El astrocitoma difuso es un tumor primario del sistema nervioso central que se origina a partir de células gliales astrocíticas. Pertenece al grupo de los gliomas infiltrativos y se caracteriza por un crecimiento lento a moderado, una infiltración difusa del tejido cerebral circundante y una evolución clínica variable. A diferencia de los tumores astrocíticos de alto grado, los astrocitomas difusos suelen presentar una menor agresividad biológica, aunque mantienen la posibilidad de progresar con el tiempo.

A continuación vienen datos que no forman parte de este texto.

PR #314, opened 2024-02-06
feat: Add support for automatically patching generated code

robin-aws:
*Description of changes:*

In practice, the projects using `smithy-dafny` such as https://github.com/aws/aws-cryptographic-material-providers-library have had to apply manual edits to generated code, to deal with inconsistencies in AWS SDKs and/or missing `smithy-dafny` features. Besides making it more labour-intensive to regenerate code when necessary, this also makes it challenging to test such projects against different versions of Dafny, especially nightly pre-releases, when code generation has to produce different code for different Dafny versions.

To address this point, this PR adds a new required `--library-root` option. After generating code for a target language, the code generation engine also applies any applicable `<library-root>/codegen-patches/<language>/dafny-<version>.patch` file, selecting the highest such `<version>` that is less than the target `--dafny-version`. This allows the patch files to differ slightly based on the generated code shape. See https://github.com/aws/aws-cryptographic-material-providers-library/pull/195 for examples of using this mechanism.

Este artículo ofrece una visión objetiva del astrocitoma difuso, incluyendo sus características biológicas, su presentación clínica, los principios diagnósticos y los enfoques terapéuticos actuales, de acuerdo con los estándares contemporáneos de la neuro-oncología.

 

 

¿Qué es el astrocitoma difuso?

El astrocitoma difuso es un tumor astrocítico infiltrativo que tradicionalmente se clasifica como grado 2 según la Organización Mundial de la Salud (OMS). En la clasificación actual de los tumores del sistema nervioso central de la OMS, los astrocitomas difusos se definen principalmente por su perfil molecular, en particular por la presencia de una mutación en el gen IDH.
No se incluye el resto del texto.